**Problem description**: Look through the records below, and whenever a line contains "true", copy it.

Collected data entries

PR #879, opened 2017-08-28
Fsharp support

tvandijck:
The Overwatch team has been working on adding FSharp Support to premake. This set of changes covers most of our usecases, but other changes may be required to get full coverage. Thanks to Mike Aversa for these changes.


tritao:
Interesting, we also started adding more F# code to one of our Premake projects.

For now we just reference the `.fsproj` in the solution file directly, but this could come handy :)

tvandijck:
The one gotcha in F# is that files or order dependent, so using:
```
files { '*.fs' } 
```
is most of the time not working, so you for F# projects you have to explicitly say:
```
files { 'a.fs', 'b.fs', etc }
```
other then that, this change works like a charm for us.

starkos:
Nice! I've only dabbled in F# myself so I'm not likely to be much help here.

realvictorprm:
Super awesome. If you need some help, I'm sure the  F# community and or me would happily help!

modules/vstudio/tests/fs2005/projectsettings.lua
```diff
@@ -0,0 +1,251 @@
...
+		<FileAlignment>512</FileAlignment>
+		<AutoGenerateBindingRedirects>true</AutoGenerateBindingRedirects>
+	</PropertyGroup>
+		]]
+	end
+
+
+	function suite.onVs2015_462()
+		p.action.set("vs2015")
+		framework "4.6.2"
```
samsinsane: `framework` is deprecated, I don't think we should explicitly test that the deprecation works for each API and just let the API test suite ensure that deprecation works.

modules/vstudio/vs2005_fsproj.lua
```diff
@@ -0,0 +1,86 @@
+--
+-- vs2005_fsproj.lua
+-- Generate a Visual Studio 2005-2010 F# project.
+-- Copyright (c) 2009-2014 Jason Perkins and the Premake project
```
samsinsane: First line should probably be the full path, but the other files above don't seem to do this like the test files do. Second line should probably not have a version range? 2005+ perhaps? Third line should be 2017-2017.

modules/vstudio/vs2005_fsproj.lua
```diff
@@ -0,0 +1,86 @@
...
+        dotnetbase.generate(prj)
+    end
+
+    function fs2005.tailCalls(cfg)
+        local tc = 'false'
+        if cfg.buildcfg == "Debug" then
+            tc = 'true'
+        end
+
+        _p(2, '<Tailcalls>%s</Tailcalls>', tc)
```
samsinsane: Perhaps this could just be `_p(2, '<Tailcalls>%s</Tailcalls>', iif(cfg.buildcfg == "Debug", 'true', 'false')`, there's also a function to determine if the build is a debug build, perhaps it should use that instead of `cfg.buildcfg`?

modules/vstudio/vs2005_fsproj_user.lua
```diff
@@ -0,0 +1,91 @@
+--
+-- vs2005_csproj_user.lua
+-- Generate a Visual Studio 2005/2008 C# .user file.
+-- Copyright (c) 2009-2015 Jason Perkins and the Premake project
```
samsinsane: First line should be `vs2005_fsproj_user.lua`, and probably full path. Second line should be `2005+ F# .user file`. Third line should be `2017-2017`.

src/_premake_init.lua
```diff
@@ -1650,7 +1651,7 @@
 
 	-- Windows and friends.
 
-	filter { "system:Windows or language:C#", "kind:ConsoleApp or WindowedApp" }
+	filter { "system:Windows or language:C# or language:F#", "kind:ConsoleApp or WindowedApp" }
```
samsinsane: The language part of this filter just doesn't seem right? If I build a C#/F# project on Linux, I expect the output file to not be `.exe` unless it's cross-compiling for Windows. Can anyone elaborate as to why this filter contains languages?

tritao: .NET executables end up in `.exe`, even in Linux.

realvictorprm: Agree, @samsinsane you end up feeding mono with the exe to start the application.

samsinsane: @tritao @realvictorprm Thanks for the clarification!

modules/vstudio/tests/fs2005/projectsettings.lua
tvandijck: is it? what is the alternative?

tvandijck:
@samsinsane thnx for the review, I'll see if I can "fix" things up today.

modules/vstudio/tests/cs2005/test_nuget_framework_folders.lua
```diff
@@ -1,42 +1,42 @@
 --
--- modules/vstudio/tests/cs2005/test_nuget_framework_folders.lua
+-- modules/vstudio/tests/dn2005/test_nuget_framework_folders.lua
```
samsinsane: The file location is still `cs2005`, was it supposed to move too?

realvictorprm:
I'll take a look into this now too.

PR #925, opened 2017-10-16
Exception handling completed for vcxproj

hatcat:
Added synchronous and C-throw exceptions to complete the set.


starkos:
Would it be possible to clean up the branch so it contains on the commit(s) related to this change? It looks like some extra baggage got pulled in.

hatcat:
Right, new PR in the queue.

PR #926, opened 2017-10-16
Fixes translateCommandsAndPaths, and debugargs.

tvandijck:


premake5.lua
```diff
@@ -155,8 +155,8 @@
 
 		filter "configurations:Debug"
 			targetdir   "bin/debug"
-			debugargs   { "--scripts=%{prj.location}/%{path.getrelative(prj.location, prj.basedir)} test"}
-			debugdir    "%{path.getrelative(prj.location, prj.basedir)}"
+			debugargs   { "--scripts=.", "test" }
```
tvandijck: I don't think this line is correct yet...

PR #930, opened 2017-10-17
Completed exception handling

hatcat:
Added synchronous and C-Throw to VS projects.


modules/vstudio/vs2010_vcxproj.lua
```diff
@@ -1475,6 +1475,12 @@
 			m.element("ExceptionHandling", condition, "false")
 		elseif cfg.exceptionhandling == "SEH" then
 			m.element("ExceptionHandling", condition, "Async")
+		elseif cfg.exceptionhandling == "On" then
+			m.element("ExceptionHandling", condition, "Sync")
+		elseif cfg.exceptionhandling == "Default" then
```
tvandijck: the idea is that default doesn't emit the field, so it becomes the 'default' of visual studio...
This is probably also why the tests are failing now.

PR #931, opened 2017-10-17
Added synchronous and C-Throw to VS projects.

hatcat:


tvandijck:
Awesome.. thank you.... For what it is worth... you don't have to close and make a new pull request. When you push your updated branch to the same branch as the existing pull request (master in your case), the pull request will automatically update. That way it also keeps prior discussions and reviews in the same context.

**Task response**:
+		<AutoGenerateBindingRedirects>true</AutoGenerateBindingRedirects>
+            tc = 'true'
samsinsane: Perhaps this could just be `_p(2, '<Tailcalls>%s</Tailcalls>', iif(cfg.buildcfg == "Debug", 'true', 'false')`, there's also a function to determine if the build is a debug build, perhaps it should use that instead of `cfg.buildcfg`?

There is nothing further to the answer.